▸ Data:
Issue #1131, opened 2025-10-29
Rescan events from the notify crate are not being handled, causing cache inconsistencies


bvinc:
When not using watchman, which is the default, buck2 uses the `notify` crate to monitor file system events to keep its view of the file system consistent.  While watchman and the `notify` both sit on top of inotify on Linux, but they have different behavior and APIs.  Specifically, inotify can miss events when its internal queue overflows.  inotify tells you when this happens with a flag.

▸ Work instruction: After reading the data above, return it verbatim in full.

▸ Expected answer:
Issue #1131, opened 2025-10-29
Rescan events from the notify crate are not being handled, causing cache inconsistencies


bvinc:
When not using watchman, which is the default, buck2 uses the `notify` crate to monitor file system events to keep its view of the file system consistent.  While watchman and the `notify` both sit on top of inotify on Linux, but they have different behavior and APIs.  Specifically, inotify can miss events when its internal queue overflows.  inotify tells you when this happens with a flag.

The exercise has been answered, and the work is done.